Your instructions
From the records that follow, give the number of lines that include the word "either", with no further words.

Saved entries:
════
PR #445, opened 2016-10-15
[MIG][8.0] web_responsive

lasley:
[MIG] web_responsive: Migrate to v8  …
- Drop version
- Downgrade JS api
- Switch to openerp tags
- Switch selectors
  - `oe_leftbar` from `div` to `td`
  - Remove `id` selector from `nav` xpath

cc @hbrunn


lasley:
This module is not compatible with [`support_branding`](https://github.com/OCA/web/blob/8.0/support_branding/views/qweb.xml#L11) due to removal of [`.oe_footer`](https://github.com/OCA/web/pull/445/files#diff-b2e18ea72a902d3738259f602168f4d5R106). Not really sure of a good way to fix that either - I guess we could add branding into the App Drawer. Seems meh though IMO.

```
Error details:
Element '<xpath expr="//div[@class='oe_footer']">' cannot be located in parent view

Error context:
View `menu_secondary`
[view_id: 198, xml_id: support_branding.menu_secondary, model: n/a, parent_id: 167]" while parsing None:102, near
<data inherit_id="web.menu_secondary" name="App Drawer - Secondary Menu">

        <xpath expr="//a[@class='oe_logo']" position="replace"/>

        <xpath expr="//div[@class='oe_footer']" position="replace"/>

        <xpath expr="//div[@class='oe_secondary_menus_container']/t" position="replace">

            <t t-foreach="menu_data['children']" t-as="menu">
                <ul style="display: none" class="oe_secondary_menu nav navbar-nav" t-att-data-menu-parent="menu['id']">
                    <t t-call="web.menu_secondary_submenu"/>
                </ul>
            </t>

        </xpath>

    </data>
```

pedrobaeza:
Can we add a fake footer? Or maybe put it on the top part in the middle, only visible for largest displays.

We will have the same problem in v9, now that the module is being ported.

lasley:
I can hide it, but otherwise we have branding somewhere in the top bar. I specifically had to remove the logo in the top in order to save space & this is significantly more space than a logo.

I hid it & added a note about the override. We should have 🍏  tests now hopefully. I'll submit forward ports once it passes.

lasley:
I ended up having to add a few fixes for support of the `share` module, which was killed in v9.

There's a Lint fail that I'm not so sure about though - https://travis-ci.org/laslabs/web/jobs/167878323#L301

```
help_online/tests/test_export_help_wizard.py:25: [W7936(missing-manifest-dependency), ] Missing external dependency "anybox.testing.openerp" from manifest. More info: https://github.com/OCA/maintainer-tools/blob/master/CONTRIBUTING.md#external-dependencies
```

web_responsive/README.rst
```diff
@@ -0,0 +1,91 @@
...
+The following keyboard shortcuts are implemented:
+
+* Toggle App Drawer - `ActionKey <https://en.wikipedia.org/wiki/Access_key#Access_in_different_browsers`_+``A``
+* Navigate Apps Drawer - Arrow Keys
+* Type to select App Links
+* ``esc`` to close App Drawer
+
+.. image:: https://odoo-community.org/website/image/ir.attachment/5784_f2813bd/datas
+   :alt: Try me on Runbot
+   :target: https://runbot.odoo-community.org/runbot/154/9.0
```
yajo, line 38: 8.0

web_responsive/views/web.xml
```diff
@@ -0,0 +1,242 @@
...
+<openerp>
+<data>
+
+    <template id="webclient_bootstrap"
+              inherit_id="web.webclient_bootstrap"
+              name="App Drawer - Web Client"
+              >
+
+        <xpath expr="//td[@class='oe_leftbar']" position="attributes">
+            <field name="style">display: none;</field>
```
yajo: I guess I'd do this in Less/CSS instead.

web_responsive/views/web.xml
```diff
@@ -0,0 +1,242 @@
...
+                                 groups="base.group_user,base.group_portal"
+                                 >
+                                <t t-call="web.menu_secondary" />
+                            </div>
+                            <div class="nav navbar-nav navbar-right">
+                                <ul class="nav navbar-nav navbar-right oe_user_menu_placeholder"
+                                    style="display: none;"
+                                    />
+                                <ul class="nav navbar-nav navbar-right oe_systray"
+                                    style="display: none;"
```
yajo, line 92: You know, these inline styles always itch me. :laughing:

web_responsive/views/web.xml
```diff
@@ -0,0 +1,242 @@
...
+        <xpath expr="//a[@class='oe_logo']" position="replace" />
+
+        <xpath expr="//div[@class='oe_footer']" position="attributes">
+            <attribute name="style">display: none;</attribute>
+        </xpath>
+
+        <xpath expr="//div[@class='oe_secondary_menus_container']/t" position="replace">
+
+            <t t-foreach="menu_data['children']" t-as="menu">
+                <ul style="display: none" class="oe_secondary_menu nav navbar-nav" t-att-data-menu-parent="menu['id']">
```
yajo: Same as above.

yajo (changes requested):
Code is mostly fine, but if you just enter runbot as demo user, you get:

captura de pantalla de 2016-10-19 09-31-49

yajo:
BTW, I can't see the tests being run in travis. Is travis problem or this addon's?

web_responsive/README.rst
```diff
@@ -0,0 +1,91 @@
+.. image:: https://img.shields.io/badge/license-LGPL--3-blue.svg
+   :target: http://www.gnu.org/licenses/lgpl-3.0-standalone.html
+   :alt: License: LGPL-3
```
pedrobaeza, line 3: For v8 it should be AGPL-3.

web_responsive/views/web.xml
lasley: This is copied from Odoo core, and is required for their Javascript unfortunately

web_responsive/views/web.xml
lasley: This is copied from Odoo core, and is required for their Javascript unfortunately

web_responsive/views/web.xml
lasley: I'll be pulling in changes we came up with on #446 - so we'll be good here when I do that 😉

lasley:
Seems it's a Travis issue. They should be failing at the moment - http://3269812-445-536557.runbot1.odoo-community.org/web/tests?module=web_responsive?db=3269812-445-536557-all

web_responsive/views/web.xml
yajo: Man, Odoo really needs some picky geek :astonished:

yajo:
Who could we ping about it?

lasley:
Hmmm honestly I'm not too sure, v8 isn't really my thing - I started Odoo dev in 9 for the most part. @hbrunn maybe?

I just took a look at the 8.0 branch on Travis & none of those are showing Phantom tests either. Deeper dive shows [they're not running on OCA Runbot either](http://pastebin.com/YYUpmpCY). 

I would say this likely means we're doing something wrong on the autoload of the tests. [Odoo v8 web test_js.py](https://github.com/odoo/odoo/blob/8.0/addons/web/tests/test_js.py) seems to be doing the same thing we are for the Python files though. [Their Runbot is running the tests](http://runbot9.odoo.com/runbot/static/build/176140-8-0-85b34f/logs/job_20_test_all.txt), so I'm utterly confused.

Edit: apology reviewers - I stupidly integrated some of #446 here before it was ready, which was creating major conflicts on the cherry pick. I ended up having to rebase and destroy the diff timeline 😦

yajo:
In OCA I think tests are run in Travis and runbot is kept just for functional tests, but in any case none of them runs any JS test.  :confused: 

BTW, bots are :x: still.

lasley:
Sorry v8 users, I'm abandoning this one officially. The current version works across all Odoo versions without many changes. This one requires a lot of changes and will be a long term maintenance burden IMO

pedrobaeza:
Yeah, it's better to concentrate on migrating to new versions instead of backporting infinitely to old versions.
════
Exercise solution
2